# Blackfin Tuna!!!!



## jasonh1903 (Aug 6, 2010)

Went out to Navarre Beach today and trolled around in the nice weather we are having. I didn't catch anything... like most everyone else I saw today... however, there were lots of blackfin tuna about 1/2 mile off shore. They were feeding right at the surface and jumping all around my yak. I threw a cigar minnow at them but they were moving pretty fast and I couldn't get one. If anyone knows how to catch them tomorrow might be your chance. Look for the birds picking up the chunks of left over fish and you'll find them. BTW... there were huge schools of glass minnows all over place today and most fish I saw on my sonar were around the 20-30 foot mark.


----------



## finfever61 (Oct 5, 2007)

Sure they weren't Bonita? If they were just a good ol Gotcha lure will wear them out.


----------



## jasonh1903 (Aug 6, 2010)

finfever61 said:


> Sure they weren't Bonita? If they were just a good ol Gotcha lure will wear them out.


positive.
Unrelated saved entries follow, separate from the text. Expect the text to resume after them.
PR #303, opened 2019-05-16
add support for setting multiple question/answers.

shawnmckinney:
This updated setquestions.ph makes a few changes. It still does not require that the question attribute be multivalued, but if it is, now supports adding > 1.

1. The search for object class now pulls back the question attribute.
2. If the attribute is present in the search results...
  for each attribute do:
      decrypt question/value (if need be)
      compare the question itself to the question the user want to change.
      if there is a match, perform a ldap_mod_del on the existing attribute.
3. Add the new question/answer.

### DIFF
--- a/pages/setquestions.php
+++ b/pages/setquestions.php
@@ -153,10 +153,12 @@ if ( $result === "" ) {
     $answer_value = '{'.$question.'}'.$answer;
     $i = 0;
     $answers[$i++] = $crypt_answers ? encrypt($answer_value, $keyphrase) : $answer_value;
+    # Do we need to process multiple answers on this request?
     if ($aValues != NULL && $multiple_answers == true ) {
         #  Now determine if this answer has already been registered. If yes, don't add to the answer array.
         $question = preg_quote($question,'/');
         $pattern  = "/^\{$question\}(.*)$/i";
+        # Examine each previous question registered and look for matches.
         foreach ( $aValues as $key => $answer_encrypt ) {
             $value = $crypt_answers ? decrypt($answer_encrypt, $keyphrase) : $answer_encrypt;
             if (!preg_match($pattern, $value)) {
--- a/pages/setquestions.php
+++ b/pages/setquestions.php
@@ -88,7 +88,7 @@ if ( $result === "" ) {
     # Search for user
     $ldap_filter = str_replace("{login}", $login, $ldap_filter);
     $search = ldap_search($ldap, $ldap_base, $ldap_filter);
-
+    
     $errno = ldap_errno($ldap);
     if ( $errno ) {
         $result = "ldaperror";
@@ -124,8 +124,8 @@ if ( $result === "" ) {
         $bind = ldap_bind($ldap, $ldap_binddn, $ldap_bindpw);
     }
 
-    # Check objectClass presence
-    $search = ldap_search($ldap, $userdn, "(objectClass=*)", array("objectClass") );
+    # Check objectClass presence and pull back previous answers.
+    $search = ldap_search($ldap, $userdn, "(objectClass=*)", array("objectClass", $answer_attribute) );
  
     $errno = ldap_errno($ldap);
     if ( $errno ) {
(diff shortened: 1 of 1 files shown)


shawnmckinney:
There are a couple of problems with the code.

1. This isn't needed:
        //$answer   = preg_quote($answer,'/');
2. Need to verify this call was successful:
                $del = ldap_mod_del($ldap, $userdn , $deldata);
and maybe 
3. Do the ldap_mod_del and ldap_mod_add in a batch?
ldap_modify_batch

coudot:
You can also get all values in the code, replace the answer if this is needed, and then do a replace of all values. This will work in all cases.

shawnmckinney:
Well yeah, that's a much better approach.  OK, made the change, please have a look and see if this will work better.

shawnmckinney:
Ah crap, left off a check to see if multiple answers is supported.  Thinking we'll need another config parameter to specify:
$multiple_answers = true;

That way the code will know if replace or add when an answer already present.  Still thinking about it...

coudot:
Thanks, I will look at it as soon as possible

shawnmckinney:
Thanks. I've tested with multi and single-value attributes.  Seems to work OK, but had to add a config var to handle both cases:
$multiple_answers = true;

We discussed this earlier but prolly will need something like this too, for verification:
$number_answers = 2;

I think we can eliminate the first one via the second.  That is, if a single value attribute is enabled, no additional config variables must be enabled.  For multi-valued, this must be there, even if set to 1.
$number_answers = 1;

shawnmckinney:
As I think more about implementing the answer counter, I'm starting to have doubts that it can be done easily.  I suppose it wouldn't be too difficult to pin N sets of question/answer fields onto the page where n = $number_answers.

But this isn't very user friendly approach.  If user gets one wrong, they must renter them all one again on the next try.

The alternative is to have a page flow that prompts the user for each successive question/answer until they either a. have too many failures or b. achieve the correct number of answers.  This would introduce state into the application and so that's why I have my doubts.

There must be some other way to do it but this is all I can come up with so far.

--Shawn

shawnmckinney:
OK never mind about supporting the multiple answers.  It's not a requirements at this time so want to avoid the complexity.  So, having multiple questions, and one answer is good enough.

shawnmckinney:
Hi,

It's been some time since there's been any activity on this PR.  Is this still under consideration?  What are the next steps to get this code accepted?  Please advise.

Thanks,
--Shawn

pages/setquestions.php
```diff
@@ -88,7 +88,7 @@
     # Search for user
     $ldap_filter = str_replace("{login}", $login, $ldap_filter);
     $search = ldap_search($ldap, $ldap_base, $ldap_filter);
-
+    
     $errno = ldap_errno($ldap);
```
coudot: Please do not add spaces here

pages/setquestions.php
```diff
@@ -136,33 +136,45 @@
     # Get objectClass values from user entry
     $entry = ldap_first_entry($ldap, $search);
     $ocValues = ldap_get_values($ldap, $entry, "objectClass");
-
     # Remove 'count' key
```
coudot: Please do not remove blank line

pages/setquestions.php
```diff
@@ -136,33 +136,45 @@
...
     unset($ocValues["count"]);
 
+    $aValues = ldap_get_values($ldap, $entry, $answer_attribute );
+    # Remove 'count' key
+    unset($aValues["count"]);
+    
     if (! in_array( $answer_objectClass, $ocValues ) ) {
-
```
coudot: Please do not remove blank line

pages/setquestions.php
```diff
@@ -136,33 +136,45 @@
...
+            $value = $crypt_answers ? decrypt($answer_encrypt, $keyphrase) : $answer_encrypt;
+            if (!preg_match($pattern, $value)) {
+                $answers[$i++] = $answer_encrypt;
+            }
+        }
+    }
+    $userdata[$answer_attribute] = $answers;
     $replace = ldap_mod_replace($ldap, $userdn , $userdata);
-    
     $errno = ldap_errno($ldap);
```
coudot: Please do not remove blank line

pages/setquestions.php
```diff
@@ -136,33 +136,45 @@
...
     if ( $errno ) {
         $result = "answermoderror";
         error_log("LDAP - Modify answer (error $errno (".ldap_error($ldap).")");
     } else {
         $result = "answerchanged";
     }
-
```
coudot: Please do not remove blank line

coudot:
Hello @shawnmckinney 

sorry, I had no time to work on it. I made some cosmetics remarks than you can fix easily.

For the code, your proposal allows to set multiple answers, but did you then test if any of this answer can be used to reset the password?

You also need to declare the new configuration parameter in config.inc.php

shawnmckinney:
> On Jul 22, 2019, at 11:42 AM, Clément OUDOT <notifications@github.com> wrote:
> 
> sorry, I had no time to work on it. I made some cosmetics remarks than you can fix easily.

Hello Clement,

No problem, we’re all volunteers here.  :-)

One question, I’m not well versed in the protocol here.  

I saw your request for changes.  I accept all of the cosmetic changes.  Is this something I need to then do (in code), or can I perform an operation where your suggestions are automatically inserted?

> 
> On Jul 22, 2019, at 11:42 AM, Clément OUDOT <notifications@github.com> wrote:
> 
> For the code, your proposal allows to set multiple answers, but did you then test if any of this answer can be used to reset the password?

Yes, I did quite a bit of testing.  Stepping through with the debugger.  Everything appears to work but it wouldn’t hurt for another set of eyes, in case I missed something due to inexperience.

> 
> On Jul 22, 2019, at 11:42 AM, Clément OUDOT <notifications@github.com> wrote:
> 
> You also need to declare the new configuration parameter in config.inc.php

OK, will do.

Thanks,
—Shawn

coudot:
Hello @shawnmckinney 

thanks a lot for your work, I merged your code.

shawnmckinney:
You’re welcome.  Thanks for the help and guidance.  

—Shawn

They were blackfin.


----------



## amarcafina (Aug 24, 2008)

Bonita. tuna only 20 + miles offshore


----------



## billin (Oct 14, 2007)

*tuna*

could be I have seen them in that close out of Destin before never this early in the year but stranger things have happened


----------



## finfever61 (Oct 5, 2007)

billin said:


> could be I have seen them in that close out of Destin before never this early in the year but stranger things have happened


Same as I was thinking, late fall they can get close but you never know. I wonder what the size was.


----------



## gottafish (Oct 6, 2007)

I saw 3 together in one trip in December and a single on another trip in Destin. There were also a few bonito as well. I have seen them catch them off of the Navarre pier in the past. A diamond jig might work to throw at them.


----------



## jasonh1903 (Aug 6, 2010)

amarcafina said:


> Bonita. tuna only 20 + miles offshore


they must have jumped that 20 mile fence because they were 1/2 mile offshore today.


----------



## eodryan (Mar 4, 2009)

My buddy caught one there last year.


----------



## ScullsMcNasty (Oct 4, 2007)

amarcafina said:


> Bonita. tuna only 20 + miles offshore


No sir! Lots closer than that bro.


----------



## Tres (May 8, 2010)

ScullsMcNasty said:


> No sir! Lots closer than that bro.


Yep, 19.5 miles closer  I saw them too. Someone also reported seeing some in Destin, I believe it was, yesterday. 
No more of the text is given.